Solid state microwave generators use semiconductor components to generate microwaves. The generators generate high irradiance at very high frequencies, which stimulate the (di-polar) molecules (e.g., water, plastics, glass, ceramics, foams, etc.) to oscillate. These oscillations create friction and heat, which heats up the process material (workpiece). Compared to conventional magnetron generators, TRUMPF Hüttinger solid-state generators are more precise and efficient. They enable more balanced heating and reduce unnecessary energy losses. TRUMPF Hüttinger SSPG microwave generators can be pulsed (30 ns) and, thanks to frequency sweeping or switching, enable a high level of adaptation to special heating tasks, some of which were unsolvable previously.

Inductive heating

A medium-frequency power generator uses a so-called outer circle (adaptation) and a metal inductor to create a medium-frequency magnetic field in an electrically conductive heating element (e.g. cold graphite crucible), or an electrical eddy current is generated for the process material (workpiece) itself, which in turn (similar to the resistive heating process) has losses with the metal atoms through interaction and thus heats up the material. A characteristic feature and a particular advantage is that there is no direct contact between the inductor and the heating element or the process material. When designing heating systems, TRUMPF Hüttinger has the right power supplies for a wide range of applications and can solve customer-specific issues.

Plasma-based heating

Plasma Burner Torch:

In many industrial processes today, natural gas-driven flames are used to generate the process heat. In order to achieve certain temperature limits, the past international climate conferences have agreed to make CO2-generating processes much more expensive worldwide, so that in a few years the above-mentioned warming tasks will no longer be able to cover their costs. 

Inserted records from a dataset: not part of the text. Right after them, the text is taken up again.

PR #4340, opened 2026-09-20
Occupancy BIC reads a certified mixture maximum, not a Lloyd plug-in (#4237)

SauersML:
Closes #4237.

## Defect
BIC is `-2 l + p ln n`, where `l` is the **maximised** log-likelihood. `wrapped_gaussian_mixture_bic_weighted` scored each anchor rung at a hard-assignment Lloyd partition (`for _ in 0..100`) with plug-in weights and width, not at the mixture maximum. On overlapping clusters this under-scores the k=2 rung.

Fixture: 48 rows at `0.40 + 0.03 z` and 12 rows at `0.48 + 0.05 z`, on the line. On main it reads `Continuous`. The BICs at the certified maxima are:

| k | BIC |
|---|-----|
| 1 | -189.39 |
| 2 | -192.52 |
| 3 | -184.33 |

So the correct verdict is `Discrete{2}`.

## Fix
Each rung's `l` is now the certified maximum of the shared-width Gaussian mixture (wrapped on the circle) over all 2k parameters: means, softmax weights and ln sigma.
- **Solver:** `certified_newton_minimum` (opt's Newton trust region) runs on the exact jet. Its decrement bands are charged on the accumulation growth of the sums.
- **Width box, lower end:** the existing resolution floor `1/(2 ess)`.
- **Width box, upper end (circle):** the uniform limit `sigma_max = sqrt(ln(2/u)/(2 pi^2))`. Above it, the wrapped normal equals the uniform density to within one rounding (derivation in the doc comment).
- **Periodic images:** the count is now derived from the omitted tail's `z^4`-weighted mass. It is no longer a fixed ±1.
- **Uncertified rungs:** a rung that does not certify leaves the law `Indeterminate`.
- **Removed:** the Lloyd loop and the plug-in.

SPEC: "A fit object must only ever come from a converged optimization."

## Tests
- The flip fixture reads `Discrete{anchors: 2}`.
- The k=1 line maximum matches the closed-form weighted MLE to within its band.
- For 84 evenly spaced circle points, k=1 certifies at the uniform limit (`l = 0` within the band; the old plug-in gave -3.31) and the law reads `Uniform`.
- The existing collapse and recovery fixtures still hold.

Focused proof run: 35506679866 (gam-sae lib, filter `coordinate_fidelity`). It is still queued.

## Separate concern, not changed here
The weekdays fixture reads `Uniform` both before and after this change. The walk stops at the first order that does not improve on the order below it, and that verdict does not come from the plug-in.

[...]

PR #4469, opened 2026-09-20
gam-sae occupancy: end the anchor walk on a certified BIC floor, not the first non-improving order

### LINKED ISSUE #4323: gam-sae manifold/coordinate_fidelity: occupancy anchor walk stops at first non-improving k; 7-anchor weekday circle classified Uniform
**Where:** `crates/gam-sae/src/manifold/coordinate_fidelity.rs`, `classify_occupancy_weighted_impl`, in the anchor-count walk (the same walk as the unweighted classifier):

```rust
// Walk the anchor count up from two and stop at the first order that does not
// improve on the order below it
for k in 2..pairs.len() {
    ...
    if !(bic < previous_order_bic) { break; }
```

**Defect (a local stopping rule decides the model order).** BIC is not unimodal in `k` for a mixture with a shared width. While `k` is below the true anchor count, one width must cover merged clusters. Each extra anchor then buys little likelihood and costs `2·ln n`, so the BIC rises. When `k` reaches the true count, the shared width collapses to the within-cluster spread and the BIC drops by orders of magnitude. The walk stops on the first rise, so it never sees that drop.

**Reproduction.** The weekday fixture of `uniform_and_discrete_occupancy_survive_the_collapse_guard_2691`: 84 rows at `(r mod 7)/7 + 0.0005·(⌊r/7⌋ − 5.5)`, unit weights. A numpy replica of the current mixture BIC gives these values:

| k | 1 | 2 | 3 | 4 | 5 | 6 | **7** | 8 | 9 |
|---|---|---|---|---|---|---|---|---|---|
| BIC | 15.3 | 25.8 | 35.8 | 39.2 | 47.8 | 36.5 | **−310.4** | −300.9 | −291.4 |

- The walk evaluates `k = 2`, sees `k = 3` fail to improve on it, and stops.
- The winner is the uniform null (BIC `0`).
- The evidence-best law, `Discrete { anchors: 7 }`, is never evaluated.

Seven tight clusters on the circle are classified **Uniform**. The existing test only asserts "not collapsed", so it passes either way.

SPEC: "The default choices should give the best model for the user." Here the returned law is not the BIC minimiser over the orders the function itself defines.

**Direction.** Evaluate the BIC over every admissible order, `k < rows` (or up to a bound derived from the resolution floor `σ_floor = 1/(2·ess)`, which limits how many separated anchors the rows can resolve), and take the minimum. The walk is `O(k_max)` mixture fits either way. Tighten the weekday test to require `Discrete { anchors: 7 }`.

This is related to #4237, which is reworking the mixture fit in the same function, but distinct from it: the stopping rule discards the right order however well each order is maximized. The effective-row BIC scale is #4319.

SauersML:
Fixes #4323

## Defect

`classify_occupancy_weighted_impl` walked the anchor count k = 2, 3, … and stopped at the first order whose BIC did not improve on k − 1. Under a shared width the BIC is not unimodal in k. Below the true anchor count, one width has to span merged clusters, so each extra anchor costs 2 ln n and buys little likelihood. On the weekday fixture (seven clusters of twelve rows, n = 84) the BIC runs:

| k | 1 | 2 | 3 | 4 | 5 | 6 | **7** | 8 | 9 |
|---|---|---|---|---|---|---|---|---|---|
| BIC | 16.0 | 25.8 | 35.8 | 39.2 | 47.8 | 36.5 | **−310.4** | −300.9 | −291.4 |

The walk stopped at k = 2 and returned `Uniform` (BIC 0) for seven anchors.

## Fix: end the walk on a certificate, not a local rule

Every density the walk scores is f = Σⱼ πⱼ κ_σ(· − μⱼ) with a shared σ ≥ σ_floor = 1/(2·ess). On the circle κ_σ is a three-image partial sum, which is at most the wrapped normal.

1. **One width suffices.** κ_σ = κ_{σ_floor} ∗ N(0, σ² − σ_floor²), on the line and, for the wrapped normal, on the circle. So every scored f is at most f_Q = ∫ κ_{σ_floor}(· − μ) dQ(μ) for some mixing law Q, whatever its order.
2. **Lindsay's bound (Jensen).** For any positive gᵢ, let D(μ) = Σᵢ (wᵢ/M) κ_{σ_floor}(uᵢ − μ)/gᵢ. Then for every Q:
   Σ wᵢ ln f_Q(uᵢ) ≤ Σ wᵢ ln gᵢ + M ln ∫ D dQ ≤ Σ wᵢ ln gᵢ + M ln sup D =: B.
3. **Hence BIC_k ≥ −2B + 2k ln n for every k.** Once that floor reaches the best BIC so far, no later order can win: the floor rises with k and the best BIC never rises. The walk stops there.

Choices, none of which can change the winner (they only affect how early the certificate fires):
- gᵢ is the rows' kernel density at σ_floor. This is f_Q with Q the empirical law, so the bound is tight when the rows are the anchors. On the weekday fixture B = 187.8, and the seven-anchor log-likelihood is 186.2.
- sup D is bounded over cells of width σ_floor/4, using each row's distance to the cell. On the line, D falls off outside the hull, so cells cover [u_min, u_max]. On the circle they cover [0, 1).
- Kernel terms beyond `reach = σ·√(−2 ln ε)` are **charged, not dropped.** On the line that is κ(reach) per row. On the circle it is the geometric tail 2κ(reach)/(1 − e^{−reach/σ²}) per row, with reach capped at 1/2 so the −1/0/+1 images cover the window.

An order whose BIC is not computable now returns `Indeterminate`, instead of silently ending the race at the orders that did compute.

## Prototype numbers (numpy replica of the Rust semantics)

| fixture | before | after | rungs evaluated |
|---|---|---|---|
| weekday, circle (84 rows) | Uniform | **Discrete{7}** | 6 |
| lattice i/84, circle | Uniform | Uniform | 1 |
| arc 0.40–0.52 (70 rows) | — | Discrete{2} | 4 |
| wrap-straddling interval | — | Discrete{2} | — |
| 500 uniform randoms, circle | — | Uniform | 57 |

Bound dominance, measured as min over k < n of BIC_k − (−2B + 2k ln n), which must be ≥ 0:
- weekday: 3.15
- lattice: 15.8
- 120 golden-ratio points, circle: 44.0
- 120 golden-ratio points, line: 44.4
- weekday on the line: 4.0

## Tests

In `coordinate_fidelity_recovery_tests.rs`:
- `uniform_and_discrete_occupancy_survive_the_collapse_guard_2691` is tightened. Weekdays must be `Discrete { anchors: 7 }` and the lattice must be `Uniform`. It used to accept any non-collapsed law, which is how #4323 slipped through.
- `weekday_bic_is_not_unimodal_in_the_anchor_count_4323` checks the premise: BIC₃ > BIC₂, and the argmin over all k is 7.
- `order_free_bound_dominates_every_anchor_order_4323` checks that BIC_k ≥ −2B + 2k ln n for every k < n, on clustered, lattice and quasi-random rows, on both the circle and the line.

## Cost note

On continuous data the walk now runs until the certificate fires, rather than stopping at the first non-improving order. On random data this is about 0.1·n rungs (57 at n = 500). Each rung is the existing O(iter·n·k) Lloyd step, which is fine at the ess this runs at. PR #4340, which rewrites each rung as a certified Newton fit, touches the same walk hunk. The two compose: that PR's rung replaces `wrapped_gaussian_mixture_bic_weighted`, and the certificate here bounds every such rung too, since every shared-width σ ≥ σ_floor mixture is covered.

Validation: focused-rust-proof, `gam-sae` lib, filter `coordinate_fidelity`.

---


SauersML:
Landing note (gam-fb, 2026-09-21): merged into main by a two-parent merge, 2d6f3cbdf36f.

Gate: `cargo check --workspace --all-targets` on MSI at main 2d6f3cbdf3: GATE_EXIT=0, cargo check --workspace --all-targets green with the build.rs ban scanner. Conflicts with main, where any, were resolved by keeping main's newer semantics and carrying this PR's intent onto them; see the merge commit.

In many industrial heating processes, a fundamentally different heating method can be used (dielectric, resistive, inductive heating, see previous examples). In some other processes there is no real generic alternative to a "flame".

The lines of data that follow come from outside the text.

PR #4470, opened 2026-09-20
Derive the anisotropic Matern psi-FD bounds and fail on a missing second-diagonal block (#4444)

### LINKED ISSUE #4444: tests/basis_smooth matern_aniso_eta_design_derivative_centering_fd: second-diagonal test returns early (silent pass) and both FD bars are ~1000x the derived FD error
## Where

`tests/basis_smooth/smooths/matern_aniso_eta_design_derivative_centering_fd.rs`:
- lines 163-168: `aniso_design_raw_psi_second_diagonal_matches_single_axis_fd` returns early.
- line 187: the second-derivative tolerance.
- lines 122-127: the first-derivative tolerance in `aniso_design_raw_psi_first_derivative_matches_single_axis_fd`.

## The code

```rust
// Small-n materialized path exposes the dense diagonal seconds; if the build
// chose the operator-only path (no dense blocks), there is nothing to FD here
// (the operator path is already the native reference oracle), so skip.
if deriv.design_second_diag.len() != dim {
    return;
}
...
let h = 1e-4;
...
let scale = analytic.iter().fold(1.0_f64, |m, &v| m.max(v.abs()));
assert!(max_err < 2e-3 * scale.max(1.0), ...);
```

```rust
// first-derivative test, h = 1e-6
let scale = analytic.iter().fold(1.0_f64, |m, &v| m.max(v.abs()));
assert!(max_err < 1e-5 * scale, ...);
```

## Why it is wrong

1. **The test can pass without checking anything.** The fixture has 8 rows, so the builder takes the materialized path. The sibling test requires that path (`assert_eq!(deriv.design_first.len(), dim)`). If a regression stopped filling `design_second_diag`, this test would return early and pass, and so would any consumer that relies on it. An empty result on this fixture is a defect. It is not a case to skip.

2. **The tolerances are not derived and are far too loose.** A central second difference at `h = 1e-4` has two sources of error:
   - truncation: O(h²)·max|∂⁴X| ≈ 1e-8;
   - rounding: about 4·ε_eval·max|X|/h² ≈ 1e-6, with ε_eval a few dozen ε.

   The bar `2e-3·max(1, max|∂²X|)` is about 1000× that error. It also has an absolute floor of 1, so it stays loose even when the derivative is small.

   The first-derivative test is similar. At `h = 1e-6`, its error is about ε_eval·max|X|/h ≈ 1e-8, but the bar is `1e-5·max(1, max|∂X|)` (the fold starts at 1.0), about 1000× the derived error.

   So the analytic ∂X/∂ψ or ∂²X/∂ψ² could miss a term worth 0.1% of the derivative and both tests would still pass. #1376 and #1822 were exactly this kind of missing-term or wrong-frame defect.

## Principled fix

1. Replace the early `return` with `assert_eq!(deriv.design_second_diag.len(), dim, …)`.
2. Bound each finite difference by its own error, derived from the step and the fixture, instead of a fixed factor:
   - **Truncation:** evaluate the same stencil at `h` and at `2h`. Both are O(h²), so the Richardson estimate of the truncation error at `h` is `max|D(2h) − D(h)|/3`.
   - **Rounding:** `ε_eval·max|X|·Σ|stencil weights|`. The stencil weights sum in absolute value to `1/h` for the first derivative and `4/h²` for the second. Here `ε_eval = 64ε`, from the kernel evaluation (about 16 roundings) plus the 8-center identifiability contraction, rounded up for cancellation.
   - Assert `max|D(h) − analytic| ≤ truncation + rounding`, and print both numbers.

A test that then fails shows the analytic derivative disagrees with the realized design beyond what the finite difference can resolve. That is a real defect. The fix must not widen the bound.

---

SauersML:
Fixes #4444

## Change

`tests/basis_smooth/smooths/matern_aniso_eta_design_derivative_centering_fd.rs`

- **Second-diagonal test.** The early `return` when `design_second_diag` is empty is now `assert_eq!(deriv.design_second_diag.len(), dim, ...)`. The 8-row fixture is materialized, so an empty result is a regression.
- **Derived FD bound, both tests.** Each check now asserts `max|D(h) - analytic| <= bound`, where:
  - truncation is the Richardson estimate `max|D(2h) - D(h)| / 3`;
  - rounding is `64·eps·max|X|` times the stencil's absolute weight sum (`1/h` for the first derivative, `4/h^2` for the second).
- **Output.** Each axis prints `[aniso-fd-1]` / `[aniso-fd-2]` with the error, the bound and the magnitudes, so the margin is measured, not assumed.

No production code changes. The bound is derived from the step and the fixture, not tuned.

## Validation

Focused Rust Proof: `gam` / `basis_smooth` / filter `aniso_design_raw_psi`.

---


SauersML:
Landing note (gam-fb, 2026-09-21): merged into main by a two-parent merge, c9aecefc2959.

A plasma-based flame (plasma burner torch) can be a solution in this case. A process gas (H2, CO2, N2, O2 , Ar, air, ...) is streamed through a pipe arrangement (0.05 m - 1 m or more in diameter) at atmospheric pressure. This gas is excited in a special arrangement from the outside, without contact, by means of medium-frequency - high-frequency inductive power input to form a plasma or plasma flame. An interesting aspect is that the above-mentioned process gas can be "recycled", i.e. returned to the process as recycling. In fact, nothing "burns" in this process, despite the fact that the heat is generated in a flame.

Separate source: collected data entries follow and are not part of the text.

PR #3601, opened 2026-09-20
Firth LAML: count the Jeffreys curvature once so the outer criterion is bounded (#3507)

SauersML:
Fixes #3507.

## Root cause

The Firth inner objective is `F(β) = F0(β) − Φ(β)`, where `Φ = ½ log|XᵀWX|`. Its mode Hessian is `H_F = H_0 − H_φ`, with `H_0 = XᵀWX + S` (SPD for every ρ) and `H_φ` the Jeffreys curvature. On a separated fit, `H_F` loses definiteness at a symmetric pitchfork, so `½ log|H_F| → −∞` there. The outer criterion had two problems:

- it **added** the Tierney–Kadane correction instead of subtracting it;
- it evaluated that correction on `H_F`.

Near the pitchfork, the correction's `H_F⁻¹` contractions blow up, and nothing bounds the criterion. In the issue's fixture the criterion is about 5.3e3 at ρ = −9.25 and about 35 at the lower edge.

## Derivation

Write `log|H_F| = log|H_0| + log|I − H_0⁻¹H_φ|`, keep the TK jets on the SPD `H_0`, and count the Jeffreys curvature once. That gives

```
C = ½log|H_0| − ½log|H_F| − ½tr(H_0⁻¹H_φ) − TK(H_0)
V = F + ½log|H_0| − ½tr(H_0⁻¹H_φ) − TK(H_0) − ½log|S|₊
```

`log|S|₊` is the pseudo-determinant over the penalty's range space. As ρ → −∞, V has slope `−r/2`, where r is the penalty rank. As ρ → +∞, V is flat.

## Implementation

- **Gradient.** The mode response is `v_k = H_F⁻¹ A_k(β − μ_k)`. The determinant part is `tr(M_H Ḣ_0) + tr(M_φ Φ̇)`, with
  - `M_H = ½(G_0 − G_F + G_0 H_φ G_0)`
  - `M_φ = ½(G_F − G_0)`

  The TK jets are taken on `H_0`. For external coordinates, `hphi_tau` is added back into the drift.
- **Hessian.** A closed-form second derivative of the determinant atom, minus the TK Hessian on `H_0`.
- **Factors.** A new `TkSpdFactor` (Cholesky, with a certified eigh arm) replaces the old `HFactor` closure. `H_F` and `H_0` are both refused, not regularized, when they are not SPD.
- **Sparse-exact TK arm.** Replaced by a refusal. Firth always routes dense, so the arm was unreachable, and its sign was wrong.
[...]

PR #4473, opened 2026-09-20
reml/firth: evaluate D(Hφ)/D²(Hφ) at V = I without identity products or P·B rebuild

### LINKED ISSUE #4461: reml/firth: every D(Hφ)/D²(Hφ) evaluation rebuilds the cached P·B Hadamard-Gram block and multiplies by the identity
## What

The Firth/Jeffreys outer derivatives use two kernels, `D H_φ[u]` and `D² H_φ[u,v]`. They are only ever needed as dense `p×p` matrices, but both are computed by passing an identity rhs to the general block-apply form. That wastes work in two ways:

1. The direction-free block `P B` (with `B = diag(w') X`) is already cached on the operator as `p_b_base` (`crates/gam-solve/src/reml/firth.rs:755`, built once in `build_from_design_factor`). Each call rebuilds it anyway.
2. Several `n×p · p×p` and `p×p · p×p` GEMMs just multiply by `I`.

Evidence on `origin/main` (08628afb):

`crates/gam-solve/src/reml/firth.rs:991-994`, `hphi_direction`:
```rust
let eye = Array2::<f64>::eye(p);
let mut out = self.hphi_direction_apply(dir, &eye);
```
Inside `hphi_direction_apply` (`firth.rs:964-972`):
```rust
let etav = fast_ab(&self.x_dense, rhs);                         // X·I
let qv = &etav * &self.w1.view().insert_axis(Axis(1));          // == b_base
let m_qv = RemlState::apply_hadamard_gram_to_matrix(             // == p_b_base, O(n·r²·p)
    &self.x_reduced, &self.k_reduced, &self.k_reduced, &qv);
```
`m_qv` is one of the kernel's three O(n·r²·p) reduced Hadamard-Gram applies, so every `D H_φ[u]` does about 1.5× the heavy work it needs.

`hphi_direction` sits on production paths:
- the Firth gradient and outer-Hessian provider: `reml_outer_engine/derivative_providers.rs:478, 503, 542`, which is `FirthAwareGlmDerivatives`
- the TK exact Firth outer Hessian: `gradient_hessian.rs` `tk_hessian_rho_canonical_logit_with_route`

`crates/gam-solve/src/reml/reml_outer_engine/derivative_providers.rs:513-516`: the full-space outer-Hessian pair loop calls this once per (k,l) ρ-pair, through `compute_ift_correction_trace`. It is the only path for Firth, because `scalar_glm_ingredients` returns `None` there.
```rust
let eye = Array2::<f64>::eye(p);
let firth_second = self.firth_op.hphisecond_direction_apply(&dir_k, &dir_l, &eye);
```
Inside (`firth.rs:1149, 1163, 1182, 1208`) there are four identity GEMMs:
```rust
let eta_rhs  = fast_ab(&self.x_dense, rhs);      // X·I          (2np²)
let p_b_rhs  = fast_ab(&self.p_b_base, rhs);     // (P B)·I      (2np²)
let p_buv_rhs = fast_ab(&p_buv_base, rhs);       // (P B_uv)·I   (2np²)
let p_uv_rhs  = fast_ab(&p_uv_base, rhs);        // (P_uv B)·I   (2np²)
```
The #1575 cached TK path (`firth.rs:1243-1400`) avoids part of this, but it still keeps an `eye` field and multiplies by it twice per pair (`firth.rs:1351, 1375`). It also stores `X·I` and `(P B)·I` copies of matrices the operator already holds.

The general-rhs forms `hphi_direction_apply` and `hphisecond_direction_apply` have no other production caller. Every production call passes `I`.

## Fix (numbers unchanged)

- `hphi_direction` evaluates the V = I form directly, as `X`, `b_base` and the cached `p_b_base`. It runs 2 heavy applies instead of 3 and skips the `X·I` GEMM.
- A new `hphisecond_direction(u, v)` returns `D²H_φ[u,v]` as a `p×p` matrix without identity products. The provider calls it.
- The #1575 cache and the direct form share one core, `hphisecond_direction_from_single_index_blocks`. The cache now holds only the per-direction blocks.
- The general-rhs forms become `#[cfg(test)]` reference oracles.

`M·I == M` bit-for-bit for finite `M`; the only exception is a signed zero. Every remaining operation runs on bit-identical inputs, so the results are unchanged. The tests check two things:
- the cached pair loop is bit-identical to the direct form
- both match the general-rhs oracle to rounding

A new synthetic test (n=4000, p=40 logit) prints before/after wall-clock timings.

Out of scope, possible follow-up: the τ-partial kernels `hphi_tau_partial_apply` and `d_beta_hphi_tau_partial_apply` (`firth.rs:1660, 3035`) rebuild the same `P·(w'⊙XV)`. They are also called with `V = I` from `hyper.rs:1987, 2107, 4178`.

SauersML:
Fixes #4461

## What

The Firth/Jeffreys p×p kernels `D H_φ[u]` and `D² H_φ[u,v]` were evaluated by feeding an identity rhs to the general block-apply forms. That rebuilt the operator's cached, direction-free Hadamard-Gram block `P·B` (`p_b_base`, one O(n·r²·p) apply) on every `D H_φ[u]`. It also ran four n×p·p×p / p×p·p×p GEMMs against `I` for every `D² H_φ` pair in the full-space outer-Hessian provider.

## Change (`crates/gam-solve/src/reml/firth.rs`, `reml_outer_engine/derivative_providers.rs`)

- `hphi_direction` evaluates the `V = I` form directly from `X`, `b_base` and the cached `p_b_base`. That is 2 heavy Hadamard-Gram applies instead of 3, with no `X·I` GEMM.
- New `hphisecond_direction(u, v)`. `FirthAwareGlmDerivatives` now calls it instead of `hphisecond_direction_apply(.., &eye)`.
- The direct form and the #1575 cached TK pair loop share one core, `hphisecond_direction_from_single_index_blocks`. `FirthSecondDirEyeCache` drops its `eye`, `X·I` and `(P B)·I` copies and holds only the per-direction blocks.
- The general-rhs `hphi_direction_apply` and `hphisecond_direction_apply` had no production caller left. They are now `#[cfg(test)]` reference oracles.

## Numbers unchanged

For finite `M`, `M·I == M` bit-for-bit; the only exception is a signed zero. Every remaining operation runs on the same inputs. The tests check three things:
- `hphisecond_eye_cached_matches_per_pair_bit_identical_1575`: the cached pair loop matches `hphisecond_direction` bit-for-bit, and both match the general-rhs oracle to 1e-13 relative.
- `firth_identity_rhs_forms_match_general_apply_and_time_hn49`: on a synthetic n=4000, p=40 logit problem, both direct forms match the general-rhs oracles, and the test prints before/after wall-clock timings (see the comment below once the focused proof finishes).
- The existing `firth_direction_*`, `firth_mixedsecond_*`, `reused_firth_direction_*` and `tk_hessian_rho_canonical_logit_firth_*` tests are unchanged.

`gradient_hessian.rs` is intentionally untouched. Its only mentions of `hphisecond_direction_apply` are comments and a `#[cfg(test)]` test, so it still compiles, and leaving it alone avoids a conflict with open PR #3601.

---


SauersML:
Landing note (gam-fb, 2026-09-21): merged into main by a two-parent merge, a6b05215dade.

TRUMPF Hüttinger is currently developing process power supplies and power couplings that will soon replace heat generation using natural gas flames, up to the megawatt range. These are used in a variety of ways, e.g., in metal production or metal recycling, in the chemical and glass-producing industries. 

Resistive heating

Electrical direct or alternating current acts in a heating element (indirectly) or in the process material (workpiece) itself. The electrical resistance causes heating in each case. Depending on the arrangement, a very homogeneous heating pattern with very stable temperature control can be achieved. In this process, TRUMPF Hüttinger mainly uses DC (direct current generators), which can be very well-regulated.

The Future is Electric!

Although there is enormous cost pressure on the investment costs (e-CAPEX) for electric heating systems compared to fossil heating systems, CO2 taxation measures result in a steeper increase in fossil operating costs (f-OPEX). This leads to a shorter contribution margin time (break-even). However, the break-even time horizon depends on the respective F2E process and is between 5 and 10 years.